= Beginning of Section =

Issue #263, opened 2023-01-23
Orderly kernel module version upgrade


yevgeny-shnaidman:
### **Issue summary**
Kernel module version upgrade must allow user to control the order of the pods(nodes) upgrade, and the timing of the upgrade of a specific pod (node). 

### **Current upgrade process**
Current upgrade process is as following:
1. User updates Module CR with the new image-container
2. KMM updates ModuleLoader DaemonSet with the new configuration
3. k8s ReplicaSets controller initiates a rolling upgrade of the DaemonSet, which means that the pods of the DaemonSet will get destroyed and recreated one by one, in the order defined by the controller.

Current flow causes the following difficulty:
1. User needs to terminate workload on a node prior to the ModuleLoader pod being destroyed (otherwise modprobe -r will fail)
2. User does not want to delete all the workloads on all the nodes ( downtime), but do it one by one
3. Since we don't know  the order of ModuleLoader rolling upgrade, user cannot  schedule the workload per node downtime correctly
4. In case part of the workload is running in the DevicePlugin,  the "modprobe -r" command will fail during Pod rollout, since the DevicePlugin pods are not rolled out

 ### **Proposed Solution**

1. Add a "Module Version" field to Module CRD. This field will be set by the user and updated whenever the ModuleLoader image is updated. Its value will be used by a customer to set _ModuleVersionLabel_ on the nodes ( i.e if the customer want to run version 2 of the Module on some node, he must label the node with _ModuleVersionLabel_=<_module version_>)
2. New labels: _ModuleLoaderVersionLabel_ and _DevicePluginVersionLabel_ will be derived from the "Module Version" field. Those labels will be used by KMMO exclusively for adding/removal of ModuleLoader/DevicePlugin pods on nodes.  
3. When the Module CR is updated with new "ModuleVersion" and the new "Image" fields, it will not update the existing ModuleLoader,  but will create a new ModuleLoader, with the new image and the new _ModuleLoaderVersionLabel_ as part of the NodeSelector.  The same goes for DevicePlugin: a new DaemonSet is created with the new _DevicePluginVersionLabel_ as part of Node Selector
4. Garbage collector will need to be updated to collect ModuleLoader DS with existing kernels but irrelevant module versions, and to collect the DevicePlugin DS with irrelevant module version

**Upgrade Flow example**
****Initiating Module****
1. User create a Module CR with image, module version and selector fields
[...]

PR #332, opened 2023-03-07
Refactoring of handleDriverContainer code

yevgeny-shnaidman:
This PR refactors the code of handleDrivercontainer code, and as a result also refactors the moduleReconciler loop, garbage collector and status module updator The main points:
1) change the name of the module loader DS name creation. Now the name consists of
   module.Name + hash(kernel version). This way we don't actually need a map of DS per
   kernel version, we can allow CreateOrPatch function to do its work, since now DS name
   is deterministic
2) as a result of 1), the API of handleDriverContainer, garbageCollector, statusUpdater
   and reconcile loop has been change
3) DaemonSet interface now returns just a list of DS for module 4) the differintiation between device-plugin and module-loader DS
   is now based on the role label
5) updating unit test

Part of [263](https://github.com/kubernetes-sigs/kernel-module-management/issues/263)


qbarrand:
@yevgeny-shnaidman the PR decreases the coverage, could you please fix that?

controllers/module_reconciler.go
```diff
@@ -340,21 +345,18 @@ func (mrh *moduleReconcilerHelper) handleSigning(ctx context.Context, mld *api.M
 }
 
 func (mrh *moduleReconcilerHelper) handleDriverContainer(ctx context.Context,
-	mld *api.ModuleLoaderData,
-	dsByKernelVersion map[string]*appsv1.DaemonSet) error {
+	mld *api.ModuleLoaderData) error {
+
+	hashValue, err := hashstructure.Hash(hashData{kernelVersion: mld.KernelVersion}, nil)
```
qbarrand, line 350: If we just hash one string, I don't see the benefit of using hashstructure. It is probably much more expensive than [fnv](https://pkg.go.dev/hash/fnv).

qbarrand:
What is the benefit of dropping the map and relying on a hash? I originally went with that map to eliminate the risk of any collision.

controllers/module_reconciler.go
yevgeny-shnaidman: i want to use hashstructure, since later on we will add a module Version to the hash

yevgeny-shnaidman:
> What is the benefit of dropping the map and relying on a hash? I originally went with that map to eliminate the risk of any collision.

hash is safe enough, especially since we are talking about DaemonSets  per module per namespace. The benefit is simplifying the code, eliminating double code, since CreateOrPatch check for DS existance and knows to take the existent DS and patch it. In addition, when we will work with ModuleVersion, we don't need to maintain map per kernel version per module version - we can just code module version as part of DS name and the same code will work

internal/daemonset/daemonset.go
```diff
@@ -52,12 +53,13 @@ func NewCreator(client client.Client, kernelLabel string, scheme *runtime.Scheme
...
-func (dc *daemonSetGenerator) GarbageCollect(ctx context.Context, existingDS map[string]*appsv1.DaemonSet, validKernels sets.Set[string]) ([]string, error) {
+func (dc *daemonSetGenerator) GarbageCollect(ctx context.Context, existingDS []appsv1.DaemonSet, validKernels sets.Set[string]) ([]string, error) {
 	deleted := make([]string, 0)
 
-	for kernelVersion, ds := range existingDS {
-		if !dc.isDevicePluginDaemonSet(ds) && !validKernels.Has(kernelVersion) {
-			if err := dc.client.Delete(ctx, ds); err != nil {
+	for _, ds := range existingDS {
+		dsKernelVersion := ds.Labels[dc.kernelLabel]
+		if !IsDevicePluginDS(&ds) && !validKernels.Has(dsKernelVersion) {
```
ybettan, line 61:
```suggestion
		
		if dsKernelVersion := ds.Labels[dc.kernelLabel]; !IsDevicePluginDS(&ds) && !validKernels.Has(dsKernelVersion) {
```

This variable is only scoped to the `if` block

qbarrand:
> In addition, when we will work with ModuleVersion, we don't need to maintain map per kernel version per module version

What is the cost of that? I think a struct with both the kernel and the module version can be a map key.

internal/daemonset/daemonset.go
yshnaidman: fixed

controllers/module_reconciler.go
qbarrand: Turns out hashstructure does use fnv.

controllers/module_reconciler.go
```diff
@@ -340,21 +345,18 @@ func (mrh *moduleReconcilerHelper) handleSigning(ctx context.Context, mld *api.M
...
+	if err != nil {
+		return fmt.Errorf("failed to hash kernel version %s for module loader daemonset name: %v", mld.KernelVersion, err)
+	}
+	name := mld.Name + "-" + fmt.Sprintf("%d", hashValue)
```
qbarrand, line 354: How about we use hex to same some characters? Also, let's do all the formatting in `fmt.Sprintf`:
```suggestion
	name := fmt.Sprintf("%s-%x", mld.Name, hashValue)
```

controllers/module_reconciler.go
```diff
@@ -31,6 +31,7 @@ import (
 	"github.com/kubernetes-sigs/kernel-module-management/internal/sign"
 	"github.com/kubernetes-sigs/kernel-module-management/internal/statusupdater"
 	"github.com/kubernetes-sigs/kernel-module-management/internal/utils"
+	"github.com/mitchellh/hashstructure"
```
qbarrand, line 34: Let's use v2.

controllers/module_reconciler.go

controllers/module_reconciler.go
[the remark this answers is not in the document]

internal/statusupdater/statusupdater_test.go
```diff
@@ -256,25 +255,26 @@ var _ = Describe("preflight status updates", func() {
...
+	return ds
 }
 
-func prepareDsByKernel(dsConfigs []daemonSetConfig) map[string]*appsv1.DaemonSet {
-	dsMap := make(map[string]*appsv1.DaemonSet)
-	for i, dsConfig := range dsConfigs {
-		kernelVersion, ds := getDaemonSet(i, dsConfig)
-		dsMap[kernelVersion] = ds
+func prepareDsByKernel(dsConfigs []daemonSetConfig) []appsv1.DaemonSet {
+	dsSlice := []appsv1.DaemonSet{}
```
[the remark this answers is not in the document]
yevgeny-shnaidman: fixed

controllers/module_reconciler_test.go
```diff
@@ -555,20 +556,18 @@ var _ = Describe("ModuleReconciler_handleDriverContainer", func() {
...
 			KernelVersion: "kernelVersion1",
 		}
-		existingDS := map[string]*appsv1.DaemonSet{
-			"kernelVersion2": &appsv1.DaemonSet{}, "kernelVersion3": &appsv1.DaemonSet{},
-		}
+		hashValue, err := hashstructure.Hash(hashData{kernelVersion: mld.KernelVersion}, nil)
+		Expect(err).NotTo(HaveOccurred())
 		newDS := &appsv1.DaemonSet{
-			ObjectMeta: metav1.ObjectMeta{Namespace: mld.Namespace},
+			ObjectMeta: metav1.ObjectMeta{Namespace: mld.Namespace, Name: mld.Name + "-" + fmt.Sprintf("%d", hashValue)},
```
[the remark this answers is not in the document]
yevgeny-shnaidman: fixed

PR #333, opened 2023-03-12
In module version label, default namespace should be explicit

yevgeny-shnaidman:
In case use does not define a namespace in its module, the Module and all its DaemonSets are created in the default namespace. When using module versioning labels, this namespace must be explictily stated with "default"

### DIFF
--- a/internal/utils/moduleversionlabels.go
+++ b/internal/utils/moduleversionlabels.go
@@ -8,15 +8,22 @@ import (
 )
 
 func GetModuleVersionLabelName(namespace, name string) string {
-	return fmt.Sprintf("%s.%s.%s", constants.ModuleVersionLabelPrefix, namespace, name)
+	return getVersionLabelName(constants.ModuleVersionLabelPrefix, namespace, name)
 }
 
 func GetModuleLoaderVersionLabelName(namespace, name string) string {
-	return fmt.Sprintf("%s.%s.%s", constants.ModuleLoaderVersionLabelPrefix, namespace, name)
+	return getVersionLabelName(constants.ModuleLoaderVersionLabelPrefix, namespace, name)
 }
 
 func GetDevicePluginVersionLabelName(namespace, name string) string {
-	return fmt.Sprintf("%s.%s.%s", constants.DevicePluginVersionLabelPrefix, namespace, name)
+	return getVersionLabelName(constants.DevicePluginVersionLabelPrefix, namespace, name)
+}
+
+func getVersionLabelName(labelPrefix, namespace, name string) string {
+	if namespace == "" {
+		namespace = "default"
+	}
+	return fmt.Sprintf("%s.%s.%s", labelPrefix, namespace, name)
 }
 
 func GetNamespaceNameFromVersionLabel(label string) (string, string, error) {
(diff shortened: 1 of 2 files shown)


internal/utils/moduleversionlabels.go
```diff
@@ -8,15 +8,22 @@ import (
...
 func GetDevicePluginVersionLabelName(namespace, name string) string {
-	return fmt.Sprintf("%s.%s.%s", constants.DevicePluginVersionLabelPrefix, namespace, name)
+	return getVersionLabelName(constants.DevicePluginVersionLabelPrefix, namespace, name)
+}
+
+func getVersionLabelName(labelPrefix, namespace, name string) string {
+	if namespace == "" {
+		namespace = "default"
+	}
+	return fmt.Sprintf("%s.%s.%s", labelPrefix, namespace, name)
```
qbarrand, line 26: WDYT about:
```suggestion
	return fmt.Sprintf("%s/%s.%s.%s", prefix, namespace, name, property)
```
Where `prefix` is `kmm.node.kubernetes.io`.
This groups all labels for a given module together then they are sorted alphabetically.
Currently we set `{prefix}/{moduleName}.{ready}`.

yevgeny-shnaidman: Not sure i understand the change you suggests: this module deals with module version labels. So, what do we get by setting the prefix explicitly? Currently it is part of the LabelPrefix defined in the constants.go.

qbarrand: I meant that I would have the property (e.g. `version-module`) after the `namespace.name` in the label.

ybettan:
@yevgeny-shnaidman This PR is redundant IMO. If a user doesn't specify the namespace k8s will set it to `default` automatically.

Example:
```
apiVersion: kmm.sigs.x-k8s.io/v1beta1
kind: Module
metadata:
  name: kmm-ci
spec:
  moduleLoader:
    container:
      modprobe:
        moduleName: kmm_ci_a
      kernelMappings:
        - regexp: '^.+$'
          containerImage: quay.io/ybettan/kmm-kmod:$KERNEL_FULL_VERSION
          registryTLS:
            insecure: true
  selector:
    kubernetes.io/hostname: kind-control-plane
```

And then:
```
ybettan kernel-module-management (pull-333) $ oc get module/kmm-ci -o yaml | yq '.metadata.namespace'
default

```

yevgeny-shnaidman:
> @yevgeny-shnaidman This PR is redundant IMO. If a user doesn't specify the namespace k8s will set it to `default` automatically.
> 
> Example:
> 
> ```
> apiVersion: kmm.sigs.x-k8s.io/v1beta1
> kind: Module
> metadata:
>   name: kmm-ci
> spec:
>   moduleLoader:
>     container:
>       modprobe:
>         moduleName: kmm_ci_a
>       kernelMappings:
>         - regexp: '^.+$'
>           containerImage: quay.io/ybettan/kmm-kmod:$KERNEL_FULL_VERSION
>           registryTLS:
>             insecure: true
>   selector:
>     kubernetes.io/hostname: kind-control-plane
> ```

= End of Section =

■ What you should do: Only one stretch of the data above is needed. Restate it word for word, from the line containing "module.Name + hash(kernel" through the line containing "3) DaemonSet interface", both ends included.

■ Response to this task:
   module.Name + hash(kernel version). This way we don't actually need a map of DS per
   kernel version, we can allow CreateOrPatch function to do its work, since now DS name
   is deterministic
2) as a result of 1), the API of handleDriverContainer, garbageCollector, statusUpdater
   and reconcile loop has been change
3) DaemonSet interface now returns just a list of DS for module 4) the differintiation between device-plugin and module-loader DS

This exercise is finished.